Issue #1068, opened 2023-11-20
qpdf-11.6.3-bin-linux-x86_64.zip doesn't work with AWS Lambda as layer


deathemperor:
I follow [this instruction](https://github.com/qpdf/qpdf/issues/352#issuecomment-1343316831) to create lambda layer with 11.6.3

got this runtime error:

```
qpdf: /lib64/libstdc++.so.6: version `GLIBCXX_3.4.26' not found (required by /opt/lib/libqpdf.so.29)
```

jberkenbilt:
I guess my CI environment for building the lambda layer uses libraries that are too new now. I'll take a look at this before the next release.

deathemperor:
@jberkenbilt thanks. until that comes do you have any suggestion on how to build it manually? 

Running the last OK version I got this (that's why I upgraded to 11.6.3 trying to fix)

```
WARNING: /tmp/96393646-9ec5-4db6-b0ee-b2025780d483.pdf: file is damaged
WARNING: /tmp/96393646-9ec5-4db6-b0ee-b2025780d483.pdf: can't find startxref
WARNING: /tmp/96393646-9ec5-4db6-b0ee-b2025780d483.pdf: Attempting to reconstruct cross-reference table
qpdf: /tmp/96393646-9ec5-4db6-b0ee-b2025780d483.pdf: unable to find trailer dictionary while recovering damaged file
```

jberkenbilt:
Sorry for the delay -- this finished a long time ago but I got distracted by my day job. :-)
[qpdf-11.6.3-bin-linux-x86_64-ci.zip](https://github.com/qpdf/qpdf/files/13419075/qpdf-11.6.3-bin-linux-x86_64-ci.zip)
If this linux binary works for you, then you can use it as a place-holder until I release 11.6.4 or 11.7.0 or whatever is next. I may still want to release this as 11.6.4, but it might be a few days before I can do it, particularly with the holiday (in the US).

deathemperor:
no problem @jberkenbilt . good thing is I've tested and it works! thanks for the quick help.

PR #1456, opened 2025-05-08
Bump version to 12.3.0 and C++ to C++-20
····················
Determine the number of lines in the records that contain the word "works", and provide that number alone.

Answer for this exercise> 2